In England, a pair of 33-year-old conjoined twins called Blair and Bunny Heath have just been separated and released from the institution in which they grew up. In Ublilsk, meanwhile, the young Ludmila plans to escape from a life of peasant drudgery in the Caucasus. This is a convergence-of-the-twain novel in which two apparently unrelated narratives eventually collide with catastrophic results.

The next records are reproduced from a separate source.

PR #591, opened 2026-08-04
Reject a truncated frame instead of parsing it into a falsy state

trailro:
## What

Every board's `status_function`/`temperature_function` opens with `if (parts < N) return null` — meant to drop a frame too short to read. But `parts` is the Array returned by `parseHexMessage`, and `Array < Number` coerces via the array's string form to `NaN < N`, which is **always false**. On **14 of 20 boards** the guard never fires (only PBA, PBB, PBD, PBE, PBT, PBX1 write `parts.length < N`).

With the guard dead, a truncated frame indexes past its end — every `parts[i]` is `undefined`, so every `=== 1` is false and every `convertTemperature` is null — and the routine returns a **fully-populated, entirely-falsy** status dict. `_on_state_received` sees that as truthy, merges it into the cache (flipping `moduleIsOn` and every error flag — `noPellets`, `highTempErr`, `motorErr` — to False), and pushes it to subscribers. Reproduced end-to-end on PBL: a 6-byte `FE0B00000000` fragment yielded `moduleIsOn: False` and clobbered a cached `True`.

**Reachability:** BLE. `_on_debug_log_received` processes one notification at a time with no reassembly, and only validates the firmware's `[len]` checksum when the payload ends in `]` — a headed fragment split across notifications lacks the trailing `]`, so the one integrity check is bypassed exactly on truncation. HTTP/WSS deliver fully-reassembled frames, so they are not affected (confirmed against a live grill — its frames arrive complete).

## Fix

`grills.json` is generated from the vendor API and must never be hand-edited (REVIEW.md), so the routine's own intended threshold `N` is recovered from its `parts < N` text and enforced in Python: `parse_status`/`parse_temperatures` return `None` for a message carrying fewer than `N` byte-pairs, before running the JS. It reconstructs exactly the guard the vendor wrote and failed to make effective. Boards whose guard already works are unaffected — a valid frame clears the same threshold.

## Tests

- `test_a_truncated_frame_is_rejected_not_parsed_into_a_falsy_state` — a header-only fragment on a dead-guard board parses to `None`, a full frame still parses.
- `test_every_board_accepts_a_frame_at_its_length_threshold` — no false drops: every board accepts a frame at its threshold and rejects one byte short.

Both fail against unpatched `main`, verified.

### DIFF
--- a/pytboss/grills.py
+++ b/pytboss/grills.py
@@ -290,6 +290,35 @@ def _live_code(js: str | None) -> str:
     return re.sub(r"//.*", "", re.sub(r"/\*.*?\*/", "", js, flags=re.DOTALL))
 
 
+def _min_frame_bytes(js: str | None) -> int | None:
+    """The byte count the routine's own guard requires, or None if it has no guard.
+
+    Every routine opens with `if (parts < N) return null` intending to reject
+    a frame too short to read -- but `parts` is the Array, and `Array < N`
+    coerces to `NaN < N`, always false, so the guard never fires. A truncated
+    frame then indexes past the end (every `parts[i]` is `undefined`), and the
+    routine returns a fully-populated, entirely-falsy state rather than
+    nothing. `parts` is the hex split into byte pairs, so the intended
+    threshold is `N` bytes; recovered here and enforced in `parse_*`, since
+    `grills.json` is generated and must not be hand-edited (REVIEW.md)."""
+    m = re.search(r"\bparts(?:\.length)?\s*<\s*(\d+)", _live_code(js))
+    return int(m.group(1)) if m else None
+
+
+def _is_truncated(message: str, js: str | None) -> bool:
+    """Whether `message` is shorter than the routine needs to read.
+
+    The vendor's dead `parts < N` guard, made to work: the routine splits the
+    hex into byte pairs, so a message carrying fewer than `N` bytes has it
+    reading past the end. A frame at or above the threshold is left alone.
+    """
+    min_bytes = _min_frame_bytes(js)
+    if min_bytes is None:
+        return False
+    # `parseHexMessage` steps by two chars, so the byte count is `ceil(len/2)`.
+    return (len(message) + 1) // 2 < min_bytes
+
+
 @dataclass(frozen=True)
 class ControlBoard:
     """Specifications for a control board connected via UART."""
@@ -367,6 +396,8 @@ class ControlBoard:
         """
         if not self._status_js_func:
             raise NotImplementedError
+        if _is_truncated(message, self._status_js_func):
+            return None
         return _drop_fields(
             self._evaljs(self._status_js_func, message),
             DROPPED_STATUS_FIELDS.get(self.name, frozenset()),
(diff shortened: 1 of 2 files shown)


dknowles2 (approved):
Real bug, reproduced exactly as described. On `main`:

```
PBL.parse_status('FE0B00000000') -> 16 fields, all falsy
  moduleIsOn=False  noPellets=False  highTempErr=False
```

A fully-populated status dict that `_on_state_received` merges as truthy, clearing every error flag. That is the worst shape a parse bug can take — not a crash, not a dropped update, but a confident wrong answer that overwrites a correct one.

```
drop the status guard          -> test_a_truncated_frame_is_rejected_...   FAILS
drop the temps guard           -> test_a_truncated_frame_is_rejected_...   FAILS
off-by-one the other way (<=)  -> 13 tests FAIL
floor instead of ceil          -> 900 passed
```

## Two refinements to the description, neither affecting the fix

**The guard is not "always false".** I ran the coercions rather than reasoning about them:

```
[] < 10            -> True     empty array -> "" -> 0
['05'] < 10        -> True     one element -> "05" -> 5   (compares the VALUE, not the length)
['FE'] < 10        -> False    one element -> "FE" -> NaN
['FE','0B'] < 10   -> False    two or more -> comma -> NaN
```

So it fires for an empty array, and for a single byte it accidentally compares that byte's *value* against the threshold. It never fires from two bytes onward — which is every truncated frame that carries a header, so the conclusion and the reachability both stand. Worth stating precisely because "always false" invites someone to check it once, see `[] < 10` come back `True`, and doubt the whole finding.

**Counts, on reachable boards.** 14 of 20 is right for *declared* boards. Of the **17 reachable** ones it is **12 with the dead guard, 5 with the live one** — PBA, PBB, PBD, PBE, PBT. PBX1 is among the three unreachable, so it never sees a frame either way.

## The thing I checked hardest: does this drop anything real

The fix rejects a 44-byte status frame on PBA/PBB/PBD/PBE/PBT, whose thresholds are 47. That looked like a false drop until I ran `main` as a control — those five **already reject the same frame**, via the live `parts.length < 47` guard they have. Identical behaviour before and after, so it is their genuine frame length differing from PBL's, not a regression this introduces.

Thresholds recovered across the catalogue: status 36/41/44/47, temps 21/24/27/30 — all plausible frame lengths, no zeroes and no absurd values, which is the sanity check on parsing a number out of vendor source text.

## One gap

`floor` instead of `ceil` survives. It only differs on an odd-length message — exactly what a fragment truncated mid-byte-pair looks like — and `ceil` is the correct choice: `parseHexMessage` steps `i += 2`, so 87 chars yields 44 elements, not 43. Your comment says this; nothing enforces it. A single odd-length case at the threshold would pin it.

Not blocking — `floor` would only be over-strict, and only on a message that is malformed anyway.

## On the approach

Recovering the threshold from the routine's own text is the right call given `grills.json` is generated and must not be hand-edited. It is also the kind of thing that ages badly if the vendor changes the guard's wording, so the regex being anchored on `parts` (with or without `.length`) rather than on the whole statement is worth having — it keeps working if they fix their own bug.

Vernon God Little was widely praised for its inventive use of American vernacular, and Pierre certainly has a great deal of fun creating a cod-Russian idiom for Ludmila and her deranged peasant family. After a while, however, expressions such as “Cut your hatch!” and “Slap your cuckoo!” begin to pall. There is little respite for the reader back in London, where the Heath twins speak an English that is not so much inventive as geographically all over the place. The twins are supposedly from the north, and talk about having “a month’s laff in the Big Smoke”, but occasionally slide into something that sounds vaguely Glaswegian, digress into mockney, swerve into upper-class Edwardian and sometimes adopt current American usage. It is hard to imagine where we are when Blair says to his brother: “You’re the very devil, Buns. What’s gotten into you? You’re the lad, aren’t you? We’d do it, never mind.”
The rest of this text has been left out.